Now - before anyone claims this is a set up - you can look on the uzebox forums. This code was posted on the 27th Jan which was 2 days before I first spoke on the lazarus troll thread.
Also I HAVE asked here several times before for help in writing better C so the compiler knows how to optimize what I am doing. So this is in form with what I have asked in the past.
The troll thread DID prompt me to ask this question though. I am curious if GCC can get close and if the way I am writing the argument is sub optimal.
Again - I do write C code. I like to write C code. I was formally taught to write C code in a university environment.
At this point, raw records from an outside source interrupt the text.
PR #14, opened 2024-08-12
First stab at payments

patimen:
In theory:
1. Calculate cost in "icoin" of inference by multiplying total tokens by 1000.
2. Move total cost to escrow account on inference requested
3. Use a DEFAULT_MAX_TOKENS for now instead of calculating from the request. That's what gets put in escrow.
4. Had to make sure all the test addresses were valid
5. For now, keep track of coin balance. Add the reconciliation/transfer event next.
6. Still need unit tests for the actual transfer to Escrow

Mocks using go.uber.org gomock, which seems pretty standard. Not the new Makefile target for rebuilding mocks if needed.

For now, just want to get this working in the most basic form. NOTE:
We are using ignite 28.x.x and Cosmos SDK 0.50+. This means the checkers tutorial is wrong in several ways. I'll try and enumerate:
1. `app.go` is v2, not v1. This means it relies on injection, not on explicit assignment. Definition of Keeper struct is a similar change, but adding the BankEscrowKeeper is done through the injection for ModuleInputs (thus the add of the Keeper there). I think.
2. permissions seem to be in the moduleAccPerms (module level), instead of maccPerms as in the tutorial. I am still not feeling 100% on this, we'll have to test.
3. Interface definition seems pretty much the same.
4. Mocking for tests is very similar, but uses the latest version of the mocks (go.uber.org version) 5.


inference-chain/x/inference/keeper/msg_server_validation.go
```diff
@@ -44,11 +45,20 @@ func (k msgServer) Validation(goCtx context.Context, msg *types.MsgValidation) (
 	} else {
 		inference.Status = types.InferenceStatus_INVALIDATED
 		executor.InvalidatedInferences++
+		executor.CoinBalance -= CalculateCost(inference)
+		// We need to refund the cost, so we have to lookup the person who paid
+		payer, found := k.GetParticipant(ctx, inference.ReceivedBy)
+		if !found {
+			return nil, types.ErrParticipantNotFound
+		}
+		payer.CoinBalance += CalculateCost(inference)
```
DimaOrekhovPS: Can we just transfer them the money directly? Or are we concerned that the validation itself may be wrong and we're still waiting for some "end of the period"?

DimaOrekhovPS (approved):

PR #17, opened 2024-08-30
Staking v0

patimen:
- Participant needs the PubKey when submitted if it wants to get any power, so we add ValidatorKey to both Participant and the MsgSubmitNewParticipant message. It's a string of the encoded version of the ed2519 PubKey type. I tried transmitting directly as a PubKey instead of a string, but the transition through HTTP and then RPC and then into the code just proved too tricky ATM.

fund_accounts.py submits this correctly as an example.

- SetComputeResults takes a list of ComputeResult (containing key,power and operator address)
- For this moment (for testing) we are faking the SetComputeResults call whenever we submit a new participant. Ultimately this will ge done at the end of the PoC sequence.
-

- Point to local Cosmos version (needs to be cleaned for both dev and deploy scenarios)
- Also fixed up how the dependencies worked between decentralized-api and inference-chain. go mod tidy was failing, and something about all the changes here and in cosmos caused issues.


decentralized-api/server.go
```diff
@@ -446,6 +452,45 @@ func getParticipants(recorder InferenceCosmosClient, w http.ResponseWriter, requ
...
+	// Index validators by address
+	validatorMap := make(map[string]types2.Validator)
+	for _, v := range validators.Validators {
+		log.Printf("-Validator info:")
+		log.Printf("Validator: %s", v.Address)
+		// Use public key... account is based on this anyhow
+		s := v.PubKey.Address().String()
+		log.Printf("PubKey: %s", s)
+		log.Printf("VotingPower: %d", v.VotingPower)
+		accAddress := sdk.AccAddress(v.PubKey.Address()).String()
```
DimaOrekhovPS, line 485: Were you testing/debugging something here? The PubKey can't be all these 3 things at once, right?

inference-chain/x/inference/keeper/msg_server_submit_new_participant.go
```diff
@@ -2,19 +2,23 @@ package keeper
...
 func (k msgServer) SubmitNewParticipant(goCtx context.Context, msg *types.MsgSubmitNewParticipant) (*types.MsgSubmitNewParticipantResponse, error) {
 	ctx := sdk.UnwrapSDKContext(goCtx)
-
+	logger := k.Logger().With("op", "submitNew")
 	newParticipant := types.Participant{
 		Index:                msg.Creator,
 		Address:              msg.Creator,
 		Reputation:           1,
-		Weight:               1,
+		Weight:               int32(ctx.BlockHeight()),
```
DimaOrekhovPS, line 21: Should we put -1/nil until they participate in their first PoC round?

inference-chain/x/inference/keeper/msg_server_submit_new_participant.go
```diff
@@ -23,13 +27,46 @@ func (k msgServer) SubmitNewParticipant(goCtx context.Context, msg *types.MsgSub
...
 		CompletionTokenCount: make(map[string]uint64),
+		ValidatorKey:         msg.ValidatorKey,
 	}
-
 	for _, model := range msg.Models {
 		newParticipant.PromptTokenCount[model] = 0
 		newParticipant.CompletionTokenCount[model] = 0
 	}
 	k.SetParticipant(ctx, newParticipant)
+	response, err := k.updateComputeResults(ctx, logger)
```
DimaOrekhovPS, line 37: Could you please explain your approach here? Is it for debug purposes, updating the power map as soon as someone joins?

inference-chain/x/inference/module/module.go
```diff
@@ -212,5 +218,9 @@ func ProvideModule(in ModuleInputs) ModuleOutputs {
 		in.BankKeeper,
 	)
 
-	return ModuleOutputs{InferenceKeeper: k, Module: m}
+	return ModuleOutputs{
+		InferenceKeeper: k,
+		Module:          m,
+		Hooks:           stakingtypes.StakingHooksWrapper{StakingHooks: StakingHooksLogger{}},
```
DimaOrekhovPS, line 224: What do hooks do in Cosmos? I've never used them so far

EDIT: Oh, I see below. So you mostly hook for observability into what's happening?

DimaOrekhovPS (approved):

decentralized-api/go.mod
```diff
@@ -163,6 +166,8 @@ require (
 	sigs.k8s.io/yaml v1.4.0 // indirect
 )
 
-replace inference => ../inference-chain
-
-replace github.com/gogo/protobuf => github.com/regen-network/protobuf v1.3.3-alpha.regen.1
+replace (
+	github.com/cosmos/cosmos-sdk => ../../ps-fork/cosmos-sdk
```
patimen, line 170: This is where the dependency to a local fork of the cosmos-sdk should go. I put it in a subfolder because I had a current download of the main repo already

decentralized-api/server.go
patimen: Yeah, experimenting with how the sdk uses pubkeys to generate addresses.

patimen: For debugging/demoing, we can leave these in for now.

decentralized-api/server.go
```diff
@@ -487,3 +534,36 @@ func getParticipants(recorder InferenceCosmosClient, w http.ResponseWriter, requ
 	w.WriteHeader(http.StatusOK)
 	w.Write(responseJson)
 }
+
+func getVotingPower(recorder InferenceCosmosClient, address string, validatorMap map[string]types2.Validator) int64 {
```
patimen, line 538: This is not currently working right. We should probably pull voting power from the actual tendermint data, not from our local cache of power.

inference-chain/x/inference/module/module.go
patimen: Yeah, this was helpful for debugging. Remove, you think?

DimaOrekhovPS: Let's keep

PR #18, opened 2024-09-04
PoC: orchestration, execution, weight updates

DimaOrekhovPS:


decentralized-api/event_listener.go
```diff
@@ -63,27 +28,45 @@ func StartEventListener(nodeBroker *broker.Broker, transactionRecorder Inference
...
 		}
 
-		go func() {
-			SampleInferenceToValidate(txEvent.Result.Events["inference_finished.inference_id"], transactionRecorder, nodeBroker)
-		}()
+		switch event.Result.Data.Type {
+		case "tendermint/event/NewBlock":
+			log.Printf("New block event received. type = %s", event.Result.Data.Type)
+			pow.ProcessNewBlockEvent(powOrchestrator, &event, transactionRecorder)
+		default:
```
patimen: Maybe for consistency we should be specific here and catch the inference event? We'll probably add more soon enough.

decentralized-api/pow/orchestrator.go
```diff
@@ -0,0 +1,244 @@
...
+
+type ProofOfWork struct {
+	BlockHeight int64
+	BlockHash   string
+	PubKey      string
+	Nonce       string
+	ProofHash   string
+}
+
+func NewPowOrchestrator(pubKey string, difficulty int) *POWOrchestrator {
```
patimen: Should be consistently PoW OR POW (or PoC, that's another discussion)

decentralized-api/pow/orchestrator.go
```diff
@@ -0,0 +1,244 @@
...
+	}
+}
+
+func (o *POWOrchestrator) acceptHash(hash string) bool {
+	return proofofcompute.AcceptHash(hash, o.difficulty)
+}
+
+// startProcessing is the function that starts when a start event is triggered
+func (o *POWOrchestrator) startProcessing(event StartPowEvent) {
+	o.mu.Lock()
```
patimen: Regarding the mutex and locking...
This is probably ok for now. But it would definitely be more idiomatic and safe to use channels here, with a channel for adding/getting results and running managed by one goroutine that the other components send messages to, almost like an Actor model. This is especially true since our architecture is already fundamentally message based.

decentralized-api/pow/orchestrator.go
patimen: We should standardize between:
PoW
POW
PoC
I'd go with PoC...

decentralized-api/apiconfig/config.go
```diff
@@ -0,0 +1,51 @@
...
+}
+
+type ChainNodeConfig struct {
+	Url            string `koanf:"url"`
+	AccountName    string `koanf:"account_name"`
+	KeyringBackend string `koanf:"keyring_backend"`
+	KeyringDir     string `koanf:"keyring_dir"`
+}
+
+func ReadConfig() Config {
```
patimen, line 29: Good cleanup to put this into it's own code section.

inference-chain/x/inference/keeper/msg_server_submit_pow.go
```diff
@@ -0,0 +1,116 @@
...
+)
+
+func (k msgServer) SubmitPow(goCtx context.Context, msg *types.MsgSubmitPow) (*types.MsgSubmitPowResponse, error) {
+	ctx := sdk.UnwrapSDKContext(goCtx)
+
+	currentBlockHeight := ctx.BlockHeight()
+	startBlockHeight := msg.BlockHeight
+
+	if !proofofcompute.IsStartOfPocStage(startBlockHeight) {
+		errMsg := fmt.Sprintf("start block height must be divisible by 240. msg.BlockHeight = %d", startBlockHeight)
```
patimen: Probably want 240 to reference config?

inference-chain/x/inference/proofofcompute/epoch.go
```diff
@@ -0,0 +1,24 @@
+package proofofcompute
+
+const epochLength = 240
+
+func IsStartOfPocStage(blockHeight int64) bool {
+	return isNotZeroEpoch(blockHeight) && blockHeight%epochLength == 0
+}
+
+func IsEndOfPocStage(blockHeight int64) bool {
+	return isNotZeroEpoch(blockHeight) && blockHeight%epochLength == 60
```
patimen: Let's put all the consts together at the top of the file so we can easily see how the window looks.
Of course, this should ultimately be a matter up for a consensus vote/change by the chain, right?

PR #20, opened 2024-09-10
Load Balancing and Auth Keys

patimen:
## Auth Keys:
1. Lightweight call to get a single participants URL and address. (might not be needed once we have LB integrated)
2. Add Transfer/Executor modes to the dApp based on the headers.
3. Transfer nodes get the Authorization header (the signature for the payload based on the Requesters PrivKey) and the identity of the Requester (X-Requester-Address)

All that said I know I am a pretty average C coder.
void SetRamTile(uint8_t x, uint8_t y, uint8_t tile) { x = x & 0x1f; y = y & 0x1f; vram[((y>>3)*256)+x<<3+(y&7)] = tile; }
becomes
226: { +000060BB: 716F ANDI R22,0x1F Logical AND with immediate 229: vram[((y>>3)*256)+x<<3+(y&7)] = tile; +000060BC: 2FF6 MOV R31,R22 Copy register +000060BD: 95F6 LSR R31 Logical shift right +000060BE: 95F6 LSR R31 Logical shift right +000060BF: 95F6 LSR R31 Logical shift right +000060C0: E0E0 LDI R30,0x00 Load immediate +000060C1: 718F ANDI R24,0x1F Logical AND with immediate +000060C2: 0FE8 ADD R30,R24 Add without carry +000060C3: 1DF1 ADC R31,R1 Add with carry +000060C4: E070 LDI R23,0x00 Load immediate +000060C5: 7067 ANDI R22,0x07 Logical AND with immediate +000060C6: 7070 ANDI R23,0x00 Logical AND with immediate +000060C7: 5F6D SUBI R22,0xFD Subtract immediate +000060C8: 4F7F SBCI R23,0xFF Subtract immediate with carry +000060C9: C002 RJMP PC+0x0003 Relative jump +000060CA: 0FEE LSL R30 Logical Shift Left +000060CB: 1FFF ROL R31 Rotate Left Through Carry +000060CC: 956A DEC R22 Decrement +000060CD: F7E2 BRPL PC-0x03 Branch if plus +000060CE: 5EE0 SUBI R30,0xE0 Subtract immediate +000060CF: 4FFE SBCI R31,0xFE Subtract immediate with carry +000060D0: 8340 STD Z+0,R20 Store indirect with displacement 230: } +000060D1: 9508 RET Subroutine return
Now I have tried replacing the
(y>>3)*256
part with several other variations including a struct/union that has 2x uint8 sharing with a uint16. None of them ended up better, only different.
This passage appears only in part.